A relação entre as experiências vivenciadas e os conteúdos
na paranoia
Recalque
Mas sem o recalque a normalidade
psíquica coloca-se vulnerável a um abismo desconhecido. Freud (1900-1901, p.635) irá falar do
recalque como: “recalcar” e “irromper” ou “penetrar”. Assim
estamos falando de uma lembrança guardada no mais profundo do inconsciente, que
pressiona para vir a tona através do pré-consciente para tornar-se consciente.
O recalque ou a resistência criada por ele causa o esquecimento, mas também é
responsável pelas dissociações que poderão se apresentar no funcionamento
psíquico. É certo que o inconsciente tece sua rede de ligações, que Lacan
(1999, p.152) irá falar de rede de significantes, em torno de impressões e representações,
que não foram dadas atenção, rejeitada ou que não foram elaboradas, sem
formação de vínculos.
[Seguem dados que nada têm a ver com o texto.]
Issue #240, opened 2025-01-22
Handle deserialization failures


anthony-swirldslabs:
**Background**
If we pass garbage bytes from Java to JNI/hints level in Rust, trying to deserialize them into an object  is likely to produce:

Freud (1900-1901 p.591) nos diz que “essas impressões e representações podem repetir grupos inteiros de
novas ligações, estabelecendo associações que possa servir de cobertura para
uma representação recalcada”.
O recalque irá transformar essas
impressões, representações, desejos sexuais da infância e afetos que dão
desprazer, abandonados pelo pré-consciente, através de um investimento em uma
“nova” impressão, representação, proposta de desejo, inconsciente e o destino
final é a descarga motora, ou se houver uma possibilidade de subjetivação, a “revivificação alucinatória da identidade
perceptiva desejada” (Freud 1900-1901 p. 141).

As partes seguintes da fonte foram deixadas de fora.